Intelligence must be built into every stage of the pipeline. Otherwise, you could end up spending a lot of money without achieving much.
Shrinath, would you like to add something?
Shrinath Acharya: I agree.
Fundamentally, when you’re talking about these kinds of systems being deployed… Let me address all the aspects of your question.
There are multiple regulatory frameworks across the world under which you are not allowed to link specific vehicle data back to an individual.
I’ll give you an example. Even if I don’t collect your name or your VIN number, if I know that you always travel through certain locations, I can pretty much infer where your home is.
You must think much more deeply about what can happen with this kind of data.
That’s why, as Shrikant mentioned earlier, we completely separate VINs and all personally identifiable information. Instead, we use individual vehicle IDs and secure identifiers. That’s how we make sure everything remains separate.
At the same time, you also must provide a better customer experience. Frankly, customers don’t mind sharing data if it provides value.
For example, if you’re stranded in a dark alley, you’re perfectly happy for someone to know where you are so they can find you. It’s not that people are afraid of sharing information—they’re afraid of sharing it with the wrong people.

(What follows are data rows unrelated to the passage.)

PR #45, opened 2015-10-22
Python 3.5 support - Fix #44

k4nar:
cf #44

PR #56, opened 2015-11-14
Add Python 3.5 to tox and travis config (fixes #44)

### LINKED ISSUE #44: Python 3.5 env should be added to tox.ini
Arch Linux already has Python 3.5 as the default Python version now.

SpotlightKid:
Run tox on travis via Python 3.5.

Fixes #44. Obsoletes #45.

The problem with Travis mentioned in #45 is that it does not find Python 3.5, when using the Python 2.7 environment. Since we use tox to run tests for different Python versions, the simple solution was to run tox always via Python 3.5. The magic trick with the build environment matrix mentioned [here](https://github.com/travis-ci/travis-ci/issues/4794#issuecomment-143568134) isn't needed in this case.

### DIFF
--- a/.travis.yml
+++ b/.travis.yml
@@ -1,11 +1,12 @@
 language: python
 python:
-  - "2.7"
+  - "3.5"
 env:
   - TOX_ENV=flake8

So while regulations such as GDPR impose requirements, and many similar regulatory developments are happening globally around security and personal data, we have implemented those principles very thoroughly in our own systems to ensure that everything remains separate.
Another important aspect is data retention. When you look at data privacy frameworks, which we work on with many companies, you don’t have to retain data forever.
Detailed data can be retained for a short period, while summarized data can be retained for a longer period if that’s more useful.
So you have to be sensitive to how you process data rather than simply storing everything forever. Eventually, there may come a time when something gets hacked.
Look at what is happening with quantum computing. At some point, it may become much easier to break today’s cryptographic methods.
We have to be very sensitive to all of these issues, and that’s exactly what we are doing to address the balance between surveillance and diagnostics.